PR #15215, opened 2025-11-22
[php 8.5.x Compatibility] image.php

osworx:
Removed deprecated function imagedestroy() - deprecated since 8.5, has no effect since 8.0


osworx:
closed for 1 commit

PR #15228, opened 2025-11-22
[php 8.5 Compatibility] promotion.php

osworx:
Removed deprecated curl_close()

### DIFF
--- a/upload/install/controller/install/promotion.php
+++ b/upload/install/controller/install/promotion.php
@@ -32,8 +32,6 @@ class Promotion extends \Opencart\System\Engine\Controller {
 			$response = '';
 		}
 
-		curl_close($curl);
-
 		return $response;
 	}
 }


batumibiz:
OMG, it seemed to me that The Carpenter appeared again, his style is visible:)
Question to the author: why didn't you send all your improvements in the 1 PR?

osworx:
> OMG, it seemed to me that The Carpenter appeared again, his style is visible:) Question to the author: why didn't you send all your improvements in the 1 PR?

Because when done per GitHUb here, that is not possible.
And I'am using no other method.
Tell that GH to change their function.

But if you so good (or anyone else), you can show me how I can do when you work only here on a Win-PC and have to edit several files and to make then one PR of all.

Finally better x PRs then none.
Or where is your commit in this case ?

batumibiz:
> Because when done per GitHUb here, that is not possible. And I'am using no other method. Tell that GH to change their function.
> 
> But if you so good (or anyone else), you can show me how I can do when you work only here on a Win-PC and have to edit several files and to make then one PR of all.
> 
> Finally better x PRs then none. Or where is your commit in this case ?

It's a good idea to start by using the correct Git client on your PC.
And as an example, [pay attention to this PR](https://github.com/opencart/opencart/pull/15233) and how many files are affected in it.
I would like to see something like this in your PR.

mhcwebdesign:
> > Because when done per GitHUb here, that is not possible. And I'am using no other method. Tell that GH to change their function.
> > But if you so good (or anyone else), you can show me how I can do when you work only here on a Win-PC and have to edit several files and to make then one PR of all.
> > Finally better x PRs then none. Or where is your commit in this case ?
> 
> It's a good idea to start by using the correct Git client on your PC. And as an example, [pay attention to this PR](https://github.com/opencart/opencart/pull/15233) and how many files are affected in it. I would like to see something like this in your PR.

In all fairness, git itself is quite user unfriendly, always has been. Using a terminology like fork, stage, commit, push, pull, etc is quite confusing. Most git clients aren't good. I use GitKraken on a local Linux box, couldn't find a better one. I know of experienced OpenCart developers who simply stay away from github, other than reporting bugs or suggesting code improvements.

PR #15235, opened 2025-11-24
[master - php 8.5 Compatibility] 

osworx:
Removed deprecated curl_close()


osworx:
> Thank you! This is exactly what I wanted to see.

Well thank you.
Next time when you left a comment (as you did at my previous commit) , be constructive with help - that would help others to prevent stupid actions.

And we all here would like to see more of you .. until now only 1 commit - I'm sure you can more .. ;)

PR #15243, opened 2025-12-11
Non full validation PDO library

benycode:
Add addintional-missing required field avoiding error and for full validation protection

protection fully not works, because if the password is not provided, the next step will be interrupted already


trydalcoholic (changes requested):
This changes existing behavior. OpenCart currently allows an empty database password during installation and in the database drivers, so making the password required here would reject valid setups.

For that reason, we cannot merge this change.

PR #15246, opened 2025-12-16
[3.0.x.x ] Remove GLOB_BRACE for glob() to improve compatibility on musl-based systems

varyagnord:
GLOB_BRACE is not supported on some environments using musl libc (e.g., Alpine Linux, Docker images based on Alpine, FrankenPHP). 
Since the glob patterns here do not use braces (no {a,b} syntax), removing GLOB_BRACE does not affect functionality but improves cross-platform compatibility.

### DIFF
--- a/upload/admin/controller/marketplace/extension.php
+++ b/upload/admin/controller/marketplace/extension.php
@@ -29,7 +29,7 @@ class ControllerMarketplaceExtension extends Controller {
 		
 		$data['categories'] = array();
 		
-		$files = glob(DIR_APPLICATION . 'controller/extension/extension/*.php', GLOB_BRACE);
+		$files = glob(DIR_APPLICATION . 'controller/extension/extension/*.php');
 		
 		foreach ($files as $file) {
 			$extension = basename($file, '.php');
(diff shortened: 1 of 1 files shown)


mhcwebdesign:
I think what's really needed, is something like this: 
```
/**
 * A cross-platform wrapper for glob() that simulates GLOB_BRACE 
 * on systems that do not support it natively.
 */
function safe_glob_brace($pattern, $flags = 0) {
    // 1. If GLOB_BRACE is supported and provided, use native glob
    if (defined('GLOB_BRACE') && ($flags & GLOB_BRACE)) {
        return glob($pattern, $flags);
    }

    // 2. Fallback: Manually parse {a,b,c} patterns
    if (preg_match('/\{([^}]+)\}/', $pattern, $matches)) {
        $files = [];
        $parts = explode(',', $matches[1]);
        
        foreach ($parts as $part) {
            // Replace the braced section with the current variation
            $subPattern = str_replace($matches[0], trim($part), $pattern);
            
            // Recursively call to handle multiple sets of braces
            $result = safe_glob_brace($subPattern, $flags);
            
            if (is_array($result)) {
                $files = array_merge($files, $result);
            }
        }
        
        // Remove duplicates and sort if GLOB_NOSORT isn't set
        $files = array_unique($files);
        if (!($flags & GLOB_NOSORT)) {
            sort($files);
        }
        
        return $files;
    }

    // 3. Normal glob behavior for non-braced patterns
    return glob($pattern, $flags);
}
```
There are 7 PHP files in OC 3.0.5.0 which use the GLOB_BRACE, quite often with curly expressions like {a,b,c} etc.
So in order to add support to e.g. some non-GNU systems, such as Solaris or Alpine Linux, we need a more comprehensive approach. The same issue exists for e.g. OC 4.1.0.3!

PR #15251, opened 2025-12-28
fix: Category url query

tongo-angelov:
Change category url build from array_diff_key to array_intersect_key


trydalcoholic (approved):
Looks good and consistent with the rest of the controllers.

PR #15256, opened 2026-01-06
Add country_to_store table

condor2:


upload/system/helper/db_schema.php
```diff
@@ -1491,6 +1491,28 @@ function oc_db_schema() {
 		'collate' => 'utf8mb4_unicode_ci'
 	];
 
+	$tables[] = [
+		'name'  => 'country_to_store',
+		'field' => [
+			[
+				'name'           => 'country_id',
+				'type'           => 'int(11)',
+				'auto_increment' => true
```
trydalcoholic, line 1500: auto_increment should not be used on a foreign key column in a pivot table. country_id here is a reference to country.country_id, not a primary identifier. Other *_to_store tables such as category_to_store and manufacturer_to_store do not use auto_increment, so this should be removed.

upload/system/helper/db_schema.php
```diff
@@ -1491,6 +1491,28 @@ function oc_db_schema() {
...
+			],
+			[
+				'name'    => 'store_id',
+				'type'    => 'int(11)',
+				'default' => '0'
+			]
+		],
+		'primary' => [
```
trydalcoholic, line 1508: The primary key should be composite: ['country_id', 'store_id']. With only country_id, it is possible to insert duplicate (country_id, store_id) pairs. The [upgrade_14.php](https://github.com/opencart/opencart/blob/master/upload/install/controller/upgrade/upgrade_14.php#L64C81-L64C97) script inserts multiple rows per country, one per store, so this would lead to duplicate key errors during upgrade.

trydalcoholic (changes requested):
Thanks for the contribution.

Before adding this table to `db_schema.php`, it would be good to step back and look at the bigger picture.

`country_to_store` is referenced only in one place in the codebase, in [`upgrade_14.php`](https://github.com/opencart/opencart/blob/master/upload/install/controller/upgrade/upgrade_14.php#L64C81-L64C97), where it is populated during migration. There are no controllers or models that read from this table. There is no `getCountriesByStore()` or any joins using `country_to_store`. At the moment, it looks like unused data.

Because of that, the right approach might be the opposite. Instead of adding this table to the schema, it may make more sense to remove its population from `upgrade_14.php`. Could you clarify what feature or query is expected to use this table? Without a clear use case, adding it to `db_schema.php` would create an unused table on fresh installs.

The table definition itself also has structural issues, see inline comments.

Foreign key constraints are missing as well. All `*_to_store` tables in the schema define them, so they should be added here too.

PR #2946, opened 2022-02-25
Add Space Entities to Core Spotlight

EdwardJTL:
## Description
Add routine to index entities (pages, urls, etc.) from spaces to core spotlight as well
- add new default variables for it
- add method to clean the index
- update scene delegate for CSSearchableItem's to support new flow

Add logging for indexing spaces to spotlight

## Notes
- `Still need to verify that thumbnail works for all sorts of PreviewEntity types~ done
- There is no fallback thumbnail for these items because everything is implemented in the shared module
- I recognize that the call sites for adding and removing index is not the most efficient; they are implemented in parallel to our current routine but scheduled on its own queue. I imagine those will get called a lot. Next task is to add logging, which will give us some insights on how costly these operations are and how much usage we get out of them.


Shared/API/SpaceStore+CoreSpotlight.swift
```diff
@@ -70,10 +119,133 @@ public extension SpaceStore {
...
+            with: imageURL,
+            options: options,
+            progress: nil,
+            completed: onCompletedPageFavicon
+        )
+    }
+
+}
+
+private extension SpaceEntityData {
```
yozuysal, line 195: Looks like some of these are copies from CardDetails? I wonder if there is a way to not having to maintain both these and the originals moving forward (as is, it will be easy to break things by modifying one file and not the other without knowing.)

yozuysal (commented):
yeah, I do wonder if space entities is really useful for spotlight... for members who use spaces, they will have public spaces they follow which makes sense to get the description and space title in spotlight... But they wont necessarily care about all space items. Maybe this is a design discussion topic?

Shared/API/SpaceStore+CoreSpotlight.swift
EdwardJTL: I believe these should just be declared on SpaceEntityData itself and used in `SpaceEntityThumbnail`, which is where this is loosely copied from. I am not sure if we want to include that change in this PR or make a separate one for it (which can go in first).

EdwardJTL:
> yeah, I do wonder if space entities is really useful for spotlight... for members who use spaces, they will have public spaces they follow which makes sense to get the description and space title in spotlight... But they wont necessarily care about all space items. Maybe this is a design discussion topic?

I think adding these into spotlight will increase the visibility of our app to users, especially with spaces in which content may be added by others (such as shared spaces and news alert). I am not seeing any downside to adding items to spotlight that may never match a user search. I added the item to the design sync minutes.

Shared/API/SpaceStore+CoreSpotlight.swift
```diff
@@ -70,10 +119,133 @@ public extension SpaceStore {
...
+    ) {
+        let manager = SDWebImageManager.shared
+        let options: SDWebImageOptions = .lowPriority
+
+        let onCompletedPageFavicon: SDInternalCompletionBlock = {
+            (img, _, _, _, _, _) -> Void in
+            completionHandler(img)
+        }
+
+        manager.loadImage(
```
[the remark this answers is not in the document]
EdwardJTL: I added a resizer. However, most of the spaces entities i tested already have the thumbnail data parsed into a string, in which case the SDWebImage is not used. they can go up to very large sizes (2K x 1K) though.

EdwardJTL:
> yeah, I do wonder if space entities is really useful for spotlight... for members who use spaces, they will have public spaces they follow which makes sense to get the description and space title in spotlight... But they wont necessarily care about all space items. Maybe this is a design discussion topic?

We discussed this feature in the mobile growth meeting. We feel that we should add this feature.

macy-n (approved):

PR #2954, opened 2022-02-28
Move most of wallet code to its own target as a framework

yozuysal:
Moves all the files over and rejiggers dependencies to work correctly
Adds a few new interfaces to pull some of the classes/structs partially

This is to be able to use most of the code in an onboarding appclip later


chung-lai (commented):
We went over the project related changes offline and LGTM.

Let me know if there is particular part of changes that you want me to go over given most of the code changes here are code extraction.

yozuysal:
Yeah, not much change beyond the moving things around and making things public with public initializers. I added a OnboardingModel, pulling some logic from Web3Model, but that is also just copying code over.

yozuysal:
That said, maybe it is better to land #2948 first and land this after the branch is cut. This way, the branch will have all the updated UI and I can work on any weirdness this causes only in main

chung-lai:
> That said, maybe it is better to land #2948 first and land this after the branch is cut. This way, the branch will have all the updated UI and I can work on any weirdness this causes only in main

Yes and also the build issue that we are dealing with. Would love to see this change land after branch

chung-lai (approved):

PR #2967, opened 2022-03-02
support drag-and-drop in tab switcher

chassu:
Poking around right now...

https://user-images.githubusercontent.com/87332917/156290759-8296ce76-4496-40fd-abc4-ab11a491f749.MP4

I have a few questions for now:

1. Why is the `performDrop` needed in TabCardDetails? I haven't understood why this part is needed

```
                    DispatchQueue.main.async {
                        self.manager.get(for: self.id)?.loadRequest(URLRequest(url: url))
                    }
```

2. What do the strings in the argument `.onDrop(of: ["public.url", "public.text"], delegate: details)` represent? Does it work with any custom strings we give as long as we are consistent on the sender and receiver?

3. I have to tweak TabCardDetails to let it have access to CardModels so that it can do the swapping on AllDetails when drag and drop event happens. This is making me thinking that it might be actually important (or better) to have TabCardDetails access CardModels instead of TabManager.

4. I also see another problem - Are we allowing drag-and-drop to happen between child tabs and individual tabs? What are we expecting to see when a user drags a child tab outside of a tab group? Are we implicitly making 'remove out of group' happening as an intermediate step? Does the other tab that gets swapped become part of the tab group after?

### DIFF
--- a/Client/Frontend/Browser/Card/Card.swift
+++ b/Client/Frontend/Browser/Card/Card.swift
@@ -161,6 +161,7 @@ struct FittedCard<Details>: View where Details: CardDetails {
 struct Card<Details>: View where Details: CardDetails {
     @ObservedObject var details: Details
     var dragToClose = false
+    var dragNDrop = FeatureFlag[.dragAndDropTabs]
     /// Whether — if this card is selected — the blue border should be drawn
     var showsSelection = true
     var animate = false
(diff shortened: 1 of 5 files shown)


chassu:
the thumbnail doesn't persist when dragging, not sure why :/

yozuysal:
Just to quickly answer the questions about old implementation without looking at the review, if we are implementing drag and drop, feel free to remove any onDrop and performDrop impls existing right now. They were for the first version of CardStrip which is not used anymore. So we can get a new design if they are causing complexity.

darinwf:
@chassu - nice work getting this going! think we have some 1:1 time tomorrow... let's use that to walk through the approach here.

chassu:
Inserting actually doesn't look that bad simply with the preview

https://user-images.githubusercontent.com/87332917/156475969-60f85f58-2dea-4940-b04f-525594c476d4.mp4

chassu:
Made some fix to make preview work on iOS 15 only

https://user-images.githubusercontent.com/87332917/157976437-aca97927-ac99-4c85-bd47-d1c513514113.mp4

TASK TO COMPLETE -> Across the listing above, state how many lines include the word "commented", with nothing but the number in reply.

ANSWER TO THIS EXERCISE -> 2